Explore a non-parametrical version of the wf-psf model

tobias-liaudat commented 3 years ago

Try out if we can add an additive non-parametric layer to the OPD.

Later we could see if it is worth to add a non-parametric layer at the pixel level so that it can cope with effects happening at the pixel level. Nevertheless, this would mean that we should have a dataset that include these effects.

How can we represent the variability of the PSF?

At first, we can go for a classic matrix factorisation in a RCA-style, a linear model. Learning a feature matrix (S) and a variability matrix (A) that contains the varying weights of each feature.

How to validate this approach?

Not that simple given the fact that the PSF simulation tool is generating PSFs following polynomial variations of the Zernike coefficients. One way to go would be to simulate using a high number of Zernike polynomials (ex 45) and then set a limited number of Zernike polynomials in the parametric part of our wf-psf model (ex 10). Then evaluate the performance of the parametric model (only estimating Zernike coefficients) and the semi-parametric model (estimating the Zernike coefficients and the matrix factorisation).

tobias-liaudat commented 3 years ago

To Do

[x] First semi-parametric model using the factorisation S alpha Pi (where we use a polynomial variation (for simplicity right now)) commit here
[x] Generate complex dataset, ie 45 Zernike order. commit here
[x] Try to estimate it with the parametric PSF model with a lower order, ie 15.
[x] Evaluate the errors made. commit here
[x] See if the non-parametric layer is able to improve the results in this set-up.

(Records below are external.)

PR #373, opened 2021-03-01
pat-1664 Fix to return recall reason on the Recall entity replacing i…

lbennett-moj:
…ncorrect mapping to Standard reference

### DIFF
--- a/src/main/java/uk/gov/justice/digital/delius/jpa/standard/entity/Recall.java
+++ b/src/main/java/uk/gov/justice/digital/delius/jpa/standard/entity/Recall.java
@@ -5,7 +5,11 @@ import lombok.Builder;
 import lombok.Data;
 import lombok.NoArgsConstructor;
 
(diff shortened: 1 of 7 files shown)


src/main/java/uk/gov/justice/digital/delius/jpa/standard/entity/Recall.java
```diff
@@ -5,7 +5,11 @@
 import lombok.Data;
 import lombok.NoArgsConstructor;
 
-import javax.persistence.*;
+import javax.persistence.Column;
+import javax.persistence.Entity;
+import javax.persistence.Id;
+import javax.persistence.JoinColumn;
+import javax.persistence.OneToOne;
 import java.time.LocalDateTime;
```
lbennett-moj, line 13: is the standard still individual imports?

andymarke (approved):
LGTM

PR #375, opened 2021-03-03
MAS-323 create an SPG Notification

markreesmoj:
There isn't an integration test for this work because SpgNotificationHelperNoProceduresRepositoryImpl which is present in the profile used by the tests never returns any interested CRCs, hence no notifications will be created


andymarke (approved):
LGTM

PR #383, opened 2021-03-22
DAPI-128 DAPI-130 Move Delius specific config from interventions and Use sentence id for creating NSI

mahalrmoj:
Provides sentenceId to community-api as part of the ReferralSentRequest so it can used when creating a NSI in Delius, and builds on DAPI-128:

Moves the responsibility of the assignment of these NSI codes (on ReferralSent) to community-api.

1. provider-code: CRS
2. staff-code: CRSUATU
3. team-code: CRSUAT
4. Referral type notion is replaced by service category

A NSI Referral in Delius requires a sentenceId, building on DAPI-128 which ensures all Delius specific codes and transformations are isolated to and are the concern of community api.


src/main/resources/application.yml
```diff
@@ -100,6 +100,19 @@ features:
...
+  referral:
+    provider-code: CRS
+    staff-code: CRSUATU
+    team-code: CRSUAT
+    nsi-status: INPROG
+    referral-type-to-nsi-type: '{
+      "Accommodation": "CRS01",
+      "Education, Training and Employment (ETE)": "CRS02",
+      "Finance, Benefits and Debt (FBD)": "CRS03",
+      "Dependency and Recovery (D&R)": "CRS04"
```
electrified, line 113: CRS05 - CRS07 are also in the reference data that's been set up for Interventions

src/main/resources/application.yml
```diff
@@ -100,6 +100,19 @@ features:
         update-prison-location: false
   apply-limited-access-markers: false
 
+new-nsi:
+  referral:
+    provider-code: CRS
+    staff-code: CRSUATU
+    team-code: CRSUAT
+    nsi-status: INPROG
+    referral-type-to-nsi-type: '{
```
electrified, line 109: This could be in the standard YAML map format?

electrified (approved):

src/main/resources/application.yml
mahalrmoj: They haven't been included as there is no direct mapping from service categories in Interventions to CRS05-07. This is under review and the current thinking is service category will probably be replaced with Contract Title. However, this work will feature as part of another PR.

src/main/resources/application.yml
mahalrmoj: Because of the spaces and special characters, the standard YAML format becomes a little unreadable.

src/main/java/uk/gov/justice/digital/delius/service/ReferralService.java
```diff
@@ -12,24 +12,43 @@
...
 
     private final NsiService nsiService;
 
     private final OffenderService offenderService;
 
-    public ReferralService(final DeliusApiClient deliusApiClient, final NsiService nsiService, final OffenderService offenderService) {
+    public ReferralService(final DeliusApiClient deliusApiClient,
+                           final NsiService nsiService,
+                           final OffenderService offenderService,
+                           @Value("${new-nsi.referral.provider-code}") final String providerCode,
```
andymarke, line 38: You might want to group these into a config object using @ConfigurationProperties(prefix = "new-nsi")

andymarke (approved):
LGTM

src/main/resources/application.yml
mahalrmoj: Found that if I contain the name in square brackets it's fine. Will change:

    service-category-to-nsi-type:
      "[Accommodation]": CRS01
      "[Education, Training and Employment (ETE)]": CRS02
      "[Finance, Benefits and Debt (FBD)]": CRS03
      "[Dependency and Recovery (D&R)]": CRS04

src/main/java/uk/gov/justice/digital/delius/service/ReferralService.java
mahalrmoj: Will do

andymarke (approved):
LGTM

andymarke (approved):
LGTM

electrified (approved):

src/main/resources/application.yml
```diff
@@ -100,6 +100,18 @@ features:
...
+  nsi-mapping:
+    provider-code: CRS
+    staff-code: CRSUATU
+    team-code: CRSUAT
+    nsi-status: INPROG
+    service-category-to-nsi-type:
+      "[Accommodation]": CRS01
+      "[Education, Training and Employment (ETE)]": CRS02
+      "[Finance, Benefits and Debt (FBD)]": CRS03
+      "[Dependency and Recovery (D&R)]": CRS04
```
sldblog, line 113: 🙋‍♂️ To note, the service category titles might change without a second thought; their UUIDs won't.

That said, I don't think this is worth changing now as we will have "contract type" mapping in the near future.

mxco86: +1 for mapping using the UUID -> Delius ref. We'll include this in the next ticket

PR #387, opened 2021-03-25
DAPI-129 Deriving requirement id from sentence and requirement type

mahalrmoj:
This change allows community-api to derive the "requirement" for which an offender (referral) NSI will be created. It is derived for a specific sentence and a requirement type of Rehabilitation Activity (RAR).  

This change allows clients like interventions-service to only have to identify and keep track of a sentence for an offender and not need any knowledge of requirements that exist in Delius.


src/main/resources/application.yml
```diff
@@ -112,6 +112,10 @@ interventions-delius:
       "[Finance, Benefits and Debt (FBD)]": CRS03
       "[Dependency and Recovery (D&R)]": CRS04
 
+delius-nsi:
+  requirement:
+    rehabilitation-activity-type: F
+
```
andymarke, line 118: Very minor (so leave it as is), but IMHO since this is not environment specific not sure it gains from being in the config when it could just be a hardcoded constant, just more levels of indirection when trying to understand what is going on.

andymarke (approved):
LGTM

electrified (approved):

PR #388, opened 2021-03-30
MAS-365 offer the option to retrieve active convictions only

markreesmoj:


src/main/java/uk/gov/justice/digital/delius/controller/secure/OffendersResource.java
```diff
@@ -144,7 +144,7 @@
             @NotNull @PathVariable(value = "nomsNumber") final String nomsNumber) {
```
andymarke, line 144: Could you do the same here for requests by nomsNumbers to make it consistent. I think it is an important feature that we should have for prison based services as well

andymarke (dismissed):
LGTM

andymarke (approved):
LGTM

PR #389, opened 2021-03-30
Get only the conviction we want

markreesmoj:
Spotted this when I had to change this method when changing the convictions service for MAS-365, and it looks like it should just retrieve a single conviction instead of getting them all then filtering on convictionId.


andymarke (approved):
LGTM

PR #390, opened 2021-03-31
FIX-DEP new version of spring boot gradle plugin to fix dependency check

markreesmoj:


andymarke (approved):
you could do 3.1.4 if you want for few minor extras

PR #483, opened 2021-06-22
DT-2060 Store recalled date of offender

karenmillermoj:


src/main/java/uk/gov/justice/digital/delius/data/api/OffenderRecalledNotification.java
```diff
@@ -0,0 +1,18 @@
...
+import lombok.NoArgsConstructor;
+
+import java.time.LocalDate;
+
+@Data
+@Builder
+@NoArgsConstructor
+@AllArgsConstructor
+public class OffenderRecalledNotification {
+    @ApiModelProperty(value = "The date the recall occurred", example = "2020-10-25")
```
andymarke, line 16: very minor but important, but I think this should be "The date the person was returned to custody"

andymarke (approved):
LGTM

src/main/java/uk/gov/justice/digital/delius/data/api/OffenderRecalledNotification.java
karenmillermoj: Sure.  will update

PR #486, opened 2021-06-23
E2E-555: added court & responsible court to conviction dto

axle-h:
Adds new fields to the sentence dto.
* responsible court: mapped through from event.court (this is actually named responsibleCourt in delius)
* courtAppearance: latest sentence appearance or latest appearance otherwise. Logic taken from delius.

### DIFF
--- a/src/main/java/uk/gov/justice/digital/delius/data/api/Conviction.java
+++ b/src/main/java/uk/gov/justice/digital/delius/data/api/Conviction.java
@@ -1,5 +1,6 @@
 package uk.gov.justice.digital.delius.data.api;
 
+import io.swagger.annotations.ApiModelProperty;
 import lombok.AllArgsConstructor;
 import lombok.Builder;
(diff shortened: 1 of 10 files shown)


src/main/java/uk/gov/justice/digital/delius/data/api/Conviction.java
```diff
@@ -23,4 +23,10 @@
     private Sentence sentence;
     private KeyValue latestCourtAppearanceOutcome;
     private Custody custody;
+    private Court responsibleCourt;
```
andymarke, line 26: maybe take the opportunity to add a couple of Swagger API annotations on these two new fields and the latestCourtAppearanceOutcome field.

Sadly they have always been missing but given it isn't clear the difference it would be nice to add them.

andymarke (approved):
LGTM

andymarke (approved):
LGTM

PR #487, opened 2021-06-24
IC-1976 Added 'team email address' to /staff/username/{username} response and corrected exception type

mahalrmoj:
Refer and Monitor require a Team email address which has been added as part of this PR. 
Secondly, in production there are sentences with multiple RAR requirements which is not valid - 1% of sentences. Community-api now returns a http-400 in this case (rather than a 500).

Supply additional data to R&M and correct response codes. 

**Breaking Changes**
None. Additional attribute in Team.


axle-h (approved):

andymarke (approved):
LGTM

PR looks fine however out of 30,000 teams only 79 have email address so feels returning this doesn't add anything meaningful .  Is this for some future change is the client (interventions ??) hoping that it will start being used?

PR #489, opened 2021-06-25
DT-2239 Add nomsPrisonInstitutionCode to offender recalled endpoint

karenmillermoj:


src/main/java/uk/gov/justice/digital/delius/service/CustodyService.java
```diff
@@ -228,18 +228,22 @@ public Custody getCustodyByConvictionId(final String crn, final Long convictionI
...
+        log.info("Offender {} recalled from {} on {}", nomsNumber, recalledNotification.getNomsPrisonInstitutionCode(), recalledNotification.getRecallDate());
+        final var telemetryProperties = Map.of("offenderNo", nomsNumber,
+            "recallDate", recalledNotification.getRecallDate().format(DateTimeFormatter.ISO_DATE),
+            "institution", recalledNotification.getNomsPrisonInstitutionCode());
 
         try {
             Event event = convictionService.getActiveCustodialEvent(offender.getOffenderId());
-            telemetryClient.trackEvent( "P2POffenderRecalled");
+
+            telemetryClient.trackEvent("P2POffenderRecalled", telemetryProperties, null);
```
petergphillips, line 243: not sure if this telemetry looks correct - I thought prison to probation used `P2P` rather than community api?

petergphillips (approved):
LGTM

src/main/java/uk/gov/justice/digital/delius/service/CustodyService.java
```diff
@@ -228,18 +228,22 @@ public Custody getCustodyByConvictionId(final String crn, final Long convictionI
...
             return ConvictionTransformer.custodyOf(event.getDisposal().getCustody());
```
petergphillips, line 244: new field only looks like it is used in logging?

src/main/java/uk/gov/justice/digital/delius/service/CustodyService.java
karenmillermoj: I kinda followed the pattern that was already being used.  it uses the P2P prefix for those services currently called by P2P.

src/main/java/uk/gov/justice/digital/delius/service/CustodyService.java
karenmillermoj: Yes, it's a placeholder until the Delius team let us know what they want.

PR #493, opened 2021-06-28
✨ PIC-1417: Apply limited access markers to registration endpoint

jhevans:
This applies the same rules as are currently applied to the offender by crn endpoint to the registrations endpoint by crn.  

I had thought from previous checks in azure that court-case-service was the only consumer of this endpoint but having checked again for good measure it looks like this isn't the case so this will need some discussion with the maintainers of hmpps-tier and maybe others before merging.

As part of this I've also taken the liberty of removing the feature toggle on the UserAccessService as this has been turned on in live for a while now.


andymarke (approved):
LGTM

For this I might need to define a custom training. First optimise the parametric part with the non-parametric part set to zero. At this point initialise the non-parametric model to a non-zero value. Then fix the parametric part and optimise over the non-parametric part.

To consider:

Add a regularisation to the non parametric part, ie L1 norm to alpha and a denoising strategy to S columns (eigenOPDs).

Next step

After this done, the next step is to define a non-parametric model that does not have polynomial variation. This would imply that we need to handle the batch indexes. Depending on which indexes the batch uses we are going to optimise over certain columns of the A matrix (MCCD nomenclature).

tobias-liaudat commented 3 years ago

First results

Trying to model a complex dataset, Zernike order 45, with a lower number of Zernike polynomials. Both trained in 20 epochs.

Dataset z=45, model z=15

Dataset z=45, model z=45

Quantitative results

Model z order	train RMSE	test RMSE
15	2.7169e-04	2.5854e-04
45	2.0343e-04	2.0001e-04

tobias-liaudat commented 3 years ago

First results using a naive non-parametric model

Using polynomial variations right now for the eigenOPDs.

Details of the model: Parametric: Adam , lr=1e-2, epochs=20, 15 Zernike order, max polynomial variation degree is 2 Non-parametric: Adam , lr=1.0, epochs=100, max polynomial variation degree is 3

Details of the dataset: 45 Zernike order, max polynomial variation degree is 2

Quantitative

Model z order	train RMSE	test RMSE
15	2.7169e-04	2.5854e-04
45	2.0343e-04	2.0001e-04
15 + nonparam	9.5326e-05	9.3800e-05

Qualitative

Learned eigenOPDS

Learned alpha matrix

Loss function of parametric estimation

Loss function of non-parametric estimation

tobias-liaudat commented 3 years ago

Before closing this issue I'll share more plots to analyse the first results comparing:

Ground truth model with Z=45
SemiParametric model with Z=15
Parametric model with Z=45

It's interesting to see that:

even if the resulting OPD from the semi-parametric model is not very close to the OPD from the ground truth PSF, the resulting pixel polychromatic PSFs are very close.
the pixel PSF decomposition between the parametric and the non-parametric part
even if the model used to estimate the PSF is the same on used to generate the data, the case for the parametric Z=45 model, the Zernike coefficients are far from being close to the ones of the ground truth model.

All the plots are for one random test star.